Webpack Plugin

Transform and bundle code for your Electron Forge app with webpack.

This plugin makes it easy to set up standard webpack tooling to compile both your main process code and your renderer process code, with built-in support for Hot Module Replacement (HMR) in the renderer process and support for multiple renderers.

Installation

npm install --save-dev @electron-forge/plugin-webpack

Usage

Plugin configuration

You must provide two webpack configuration files: one for the main process in mainConfig, and one for the renderer process in renderer.config. The complete config options are available in the API docs under WebpackPluginConfig.

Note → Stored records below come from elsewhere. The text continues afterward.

PR #51, opened 2020-03-19
Swing to Javafx InterpolatingLookupPaintScaleSetupDialog

Deepak123bharat:


src/main/java/io/github/mzmine/util/interpolatinglookuppaintscale/InterpolatingLookupPaintScaleRow.java
```diff
@@ -0,0 +1,25 @@
+package io.github.mzmine.util.interpolatinglookuppaintscale;
```
tomas-pluskal: Please add the license header to all new .java files

src/main/java/io/github/mzmine/util/interpolatinglookuppaintscale/InterpolatingLookupPaintScaleRow.java
```diff
@@ -0,0 +1,25 @@
...
+
+
+import java.awt.*;
+
+public class InterpolatingLookupPaintScaleRow {
+
+
+    private Double key;
```
tomas-pluskal: If the fields don't change, declare them as final and add the @Immutable annotation to the class declaration.

src/main/java/io/github/mzmine/modules/dataanalysis/bubbleplots/RTMZAnalyzerWindow.java
```diff
@@ -83,12 +87,19 @@ public RTMZAnalyzerWindow(AbstractXYZDataset dataset, PeakList peakList,
 
     colorButton.setOnAction(e -> {
       SwingUtilities.invokeLater(() -> {
-        InterpolatingLookupPaintScaleSetupDialog colorDialog =
-            new InterpolatingLookupPaintScaleSetupDialog(null, plot.getPaintScale());
-        colorDialog.setVisible(true);
 
-        if (colorDialog.getExitCode() == ExitCode.OK)
-          plot.setPaintScale(colorDialog.getPaintScale());
+        Platform.runLater(new Runnable() {
```
tomas-pluskal: You can remove the SwingUtilities.invokeLater() and also the Platform.runLater() blocks, because the colorButton.setOnAction() handler will already be triggered on the JavaFX thread

src/main/java/io/github/mzmine/util/interpolatinglookuppaintscale/InterpolatingLookupPaintScaleSetupDialogController.java
```diff
@@ -0,0 +1,257 @@
...
+import javafx.scene.Scene;
+import javafx.scene.control.*;
+import javafx.scene.control.Button;
+import javafx.scene.control.Label;
+import javafx.scene.control.ScrollPane;
+import javafx.scene.control.TextField;
+import javafx.scene.layout.*;
+import javafx.stage.Stage;
+
+public class InterpolatingLookupPaintScaleSetupDialogController extends Stage implements Initializable {
```
tomas-pluskal: Usually the Stage class and the FXML controller class are two different classes. You put them together into the same class, which creates some confusion (for example you need two different constructors). See how it is done here: https://github.com/mzmine/mzmine3/blob/master/src/main/java/io/github/mzmine/modules/dataprocessing/id_formulaprediction/ResultWindowFX.java

src/main/java/io/github/mzmine/util/interpolatinglookuppaintscale/InterpolatingLookupPaintScaleSetupDialogController.java
```diff
@@ -0,0 +1,257 @@
...
+
+
+    private static final long serialVersionUID = 1L;
```
tomas-pluskal: Remove the serialVersionUID as that is only required for Swing classes

src/main/java/io/github/mzmine/util/interpolatinglookuppaintscale/InterpolatingLookupPaintScaleSetupDialog.java
```diff
@@ -42,177 +42,177 @@
 import io.github.mzmine.util.ExitCode;
 
 public class InterpolatingLookupPaintScaleSetupDialog extends JDialog
-    implements ActionListener, ListSelectionListener {
```
tomas-pluskal: The old Swing dialog can be removed

src/main/java/io/github/mzmine/util/interpolatinglookuppaintscale/InterpolatingLookupPaintScaleSetupDialogTableModel.java
```diff
@@ -26,7 +26,7 @@
 public class InterpolatingLookupPaintScaleSetupDialogTableModel extends AbstractTableModel {
```
tomas-pluskal: The TableModel class can also be removed

Deepak123bharat: Ok, I will remove it.

src/main/java/io/github/mzmine/util/interpolatinglookuppaintscale/InterpolatingLookupPaintScaleSetupDialogController.java
```diff
@@ -180,14 +117,26 @@ public void updateItem(Color item, boolean empty) {
             }
         });
 
-        tableLookupValues.setItems(ObservableTableList);
+    }
+
+    private static TreeMap<Double, Color> lookupTable = new TreeMap<Double, Color>();
```
tomas-pluskal: This field should not be static

src/main/java/io/github/mzmine/util/interpolatinglookuppaintscale/InterpolatingLookupPaintScaleSetupDialogController.java
```diff
@@ -180,14 +117,26 @@ public void updateItem(Color item, boolean empty) {
...
+    private Logger logger = Logger.getLogger(this.getClass().getName());
+    private static ExitCode exitCode = ExitCode.CANCEL;
```
tomas-pluskal: This field should not be static

src/main/java/io/github/mzmine/util/interpolatinglookuppaintscale/InterpolatingLookupPaintScaleSetupDialogController.java
```diff
@@ -180,14 +117,26 @@ public void updateItem(Color item, boolean empty) {
...
+    private javafx.scene.paint.Color bColor = javafx.scene.paint.Color.WHITE;
+
+
+    private static ObservableList<InterpolatingLookupPaintScaleRow> ObservableTableList = FXCollections.observableArrayList();
```
tomas-pluskal: This field should not be static. Also, by convention names of fields start with lower case letters in Java. You can also make this field final, because for each window there will be only one observable list.

src/main/java/io/github/mzmine/util/interpolatinglookuppaintscale/InterpolatingLookupPaintScaleSetupDialogController.java
```diff
@@ -0,0 +1,207 @@
...
+    private Button buttonCancel;
+
+    @FXML
+    private ScrollPane scrollpaneLookupValues;
+
+    @FXML
+    private TableView<InterpolatingLookupPaintScaleRow> tableLookupValues;
+
+    @FXML
+    private TableColumn<InterpolatingLookupPaintScaleRow, Double> Value;
```
tomas-pluskal: Should be named value (lower case letter)

src/main/java/io/github/mzmine/util/interpolatinglookuppaintscale/InterpolatingLookupPaintScaleSetupDialogController.java
```diff
@@ -0,0 +1,207 @@
...
+
+    @FXML
+    private TableColumn<InterpolatingLookupPaintScaleRow, Color> Color;
```
tomas-pluskal: Should be named color (lower case letter). Since it refers to table column, better name it colorColumn.

src/main/java/io/github/mzmine/util/interpolatinglookuppaintscale/InterpolatingLookupPaintScaleSetupDialogController.java
tomas-pluskal: Since it refers to table column, better name it valueColumn.

src/main/java/io/github/mzmine/util/interpolatinglookuppaintscale/InterpolatingLookupPaintScaleSetupDialogController.java
Deepak123bharat: done

src/main/java/io/github/mzmine/util/interpolatinglookuppaintscale/InterpolatingLookupPaintScaleSetupDialogFX.fxml
```diff
@@ -0,0 +1,52 @@
...
+          <children>
+              <AnchorPane fx:id="panelOKCancelButton" layoutX="283.0" layoutY="321.0" prefHeight="58.0" prefWidth="217.0">
+              <children>
+                <Button fx:id="buttonOK" layoutX="31.0" layoutY="16.0" mnemonicParsing="false" onAction="#actionPerformed" prefHeight="26.0" prefWidth="51.0" text="Ok" />
+                  <Button fx:id="buttonCancel" layoutX="109.0" layoutY="16.0" mnemonicParsing="false" onAction="#actionPerformed" prefHeight="26.0" prefWidth="66.0" text="Cancel" />
+              </children>
+            </AnchorPane>
+            <AnchorPane fx:id="panelList" layoutX="55.0" layoutY="95.0" prefHeight="139.0" prefWidth="425.0">
+               <children>
+                  <ScrollPane fx:id="scrollpaneLookupValues" prefHeight="214.0" prefWidth="459.0">
```
tomas-pluskal: Actually, you can remove this ScrollPane, because in JavaFX the TableView already has a scroll pane included

src/main/java/io/github/mzmine/util/interpolatinglookuppaintscale/InterpolatingLookupPaintScaleSetupDialogFX.java
```diff
@@ -0,0 +1,88 @@
...
+import java.awt.*;
+import java.io.IOException;
+import java.util.TreeMap;
+
+
+public class InterpolatingLookupPaintScaleSetupDialogFX extends Stage {
+
+    private InterpolatingLookupPaintScaleSetupDialogController controller;
+
+    private static ObservableList<InterpolatingLookupPaintScaleRow> ObservableTableList = FXCollections.observableArrayList();
```
tomas-pluskal: This field should not be static, but it should be final. The observable list instance should not change once it is created. Also, again - the name should start with lower case letter.

src/main/java/io/github/mzmine/util/interpolatinglookuppaintscale/InterpolatingLookupPaintScaleSetupDialogFX.java
```diff
@@ -0,0 +1,88 @@
...
+    private static final TreeMap<Double, Color> lookupTable = new TreeMap<Double, Color>();
```
tomas-pluskal: This field should not be static.

src/main/java/io/github/mzmine/util/interpolatinglookuppaintscale/InterpolatingLookupPaintScaleSetupDialogFX.java
```diff
@@ -0,0 +1,88 @@
...
+
+
+
+    public InterpolatingLookupPaintScaleSetupDialogFX(Object parent,InterpolatingLookupPaintScale paintScale){
```
tomas-pluskal: The parent parameter is not used, so you can remove it

src/main/java/io/github/mzmine/util/interpolatinglookuppaintscale/InterpolatingLookupPaintScaleSetupDialogController.java
```diff
@@ -0,0 +1,207 @@
...
+
+    private  TreeMap<Double, Color> lookupTable = new TreeMap<Double, Color>();
+    private Logger logger = Logger.getLogger(this.getClass().getName());
+    private  ExitCode exitCode = ExitCode.CANCEL;
+    private javafx.scene.paint.Color bColor = javafx.scene.paint.Color.WHITE;
+
+
+    private ObservableList<InterpolatingLookupPaintScaleRow> ObservableTableList = FXCollections.observableArrayList();
+
+    public void addObservableList(TreeMap<Double, Color> lookupTable, ObservableList<InterpolatingLookupPaintScaleRow> ObservableTableList){
```
tomas-pluskal: It makes more sense to use a get() method here, not add() method. You can use the get() method to obtain the list instance from the controller and then you can modify the list items freely.

Deepak123bharat: ok done

tomas-pluskal: Check again my comments carefully. The observable list should be final, and the get() method should return the reference to this list, not change it.

Deepak123bharat: I want to add constructor items to the controller class so I used the addObservableList method. now its changed.

tomas-pluskal:
Great! Now the code looks pretty good. What remains is to fix some issues with the functionality:
Screen Shot 2020-03-20 at 22 14 01

- The window should have minimum width and height set.
- The buttons should be placed in a ButtonBar at the bottom of the window, similarly to other dialogs in MZmine.
- Clicking the Add/Modify button without setting the Value throws an exception.
- Clicking on a value in the table should automatically update the Value textbox and the Color. Alternatively, you could make the Color field in the table editable using a ColorTableCell (https://github.com/mzmine/mzmine3/blob/master/src/main/java/io/github/mzmine/util/components/ColorTableCell.java)
- The table currently shows up with a horizontal scroll bar, which is not needed.

src/main/java/io/github/mzmine/util/interpolatinglookuppaintscale/InterpolatingLookupPaintScaleSetupDialogController.java
```diff
@@ -187,8 +188,18 @@ public void actionPerformed(ActionEvent event) {
...
+        try {
+            Double.parseDouble(str);
+            return true;
+        } catch (NumberFormatException e) {
+            return false;
+        }
+    }
 
-
+    private javafx.scene.paint.Color awtColorToJavaFX(Color c) {
```
tomas-pluskal: Actually, we have a utility class FxColorUtil in package io.github.mzmine.util.javafx that does this, so you can just use that class.

src/main/java/io/github/mzmine/util/interpolatinglookuppaintscale/InterpolatingLookupPaintScaleSetupDialogController.java
```diff
@@ -187,8 +188,18 @@ public void actionPerformed(ActionEvent event) {
         }
     }
 
+    public boolean isDouble(String str) {
```
tomas-pluskal: It is not a nice code behavior to check something by throwing an exception. 
You can use this Guava method instead:
https://guava.dev/releases/18.0/api/docs/com/google/common/primitives/Doubles.html#tryParse(java.lang.String)

tomas-pluskal: More info here: https://stackoverflow.com/questions/3543729/how-to-check-that-a-string-is-parseable-to-a-double

tomas-pluskal:
Good, now the functionality is close to the original Swing version. It still has some bugs - when I click Add/Modify to add a new value, it is not always added with the selected color in Select Color, but sometimes it is added with the last color that was clicked on in the table. 
In any case, it is better to move the color picker into the table, like I wrote above.
Please try changing the color column in the table to ColorTableCell as shown here: 
https://github.com/mzmine/mzmine3/blob/master/src/main/java/io/github/mzmine/modules/visualization/fx3d/Fx3DStageController.java#L184

ColorTableCell:
https://github.com/mzmine/mzmine3/blob/master/src/main/java/io/github/mzmine/util/components/ColorTableCell.java

tomas-pluskal:
Great! Now why not make the Value column user-editable too, and then we don't need the Modify function at all and instead we just keep the Add function. 

You can use this approach to make the Value editable:
https://github.com/mzmine/mzmine3/blob/master/src/main/java/io/github/mzmine/modules/io/sqlexport/SQLColumnSettingsComponent.java#L86

Also, it is better to constrain the table columns to always fit the whole table, using this setting:
https://github.com/mzmine/mzmine3/blob/master/src/main/java/io/github/mzmine/gui/mainwindow/MainWindow.fxml#L121

tomas-pluskal:
Awesome, thanks!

For example, this is the configuration taken from Forge's webpack template:

module.exports = {
  // ...
  plugins: [
    {
      name: '@electron-forge/plugin-webpack',
      config: {
        mainConfig: './webpack.main.config.js',
        renderer: {
          config: './webpack.renderer.config.js',
          entryPoints: [{
            name: 'main_window',
            html: './src/renderer/index.html',
            js: './src/renderer/index.js',
            preload: {
              js: './src/preload.js'
            }
          }]
        }
      }
    }
  ]
  // ...
};

Project files

This plugin generates a separate entry for the main process, as well as each renderer process and preload script.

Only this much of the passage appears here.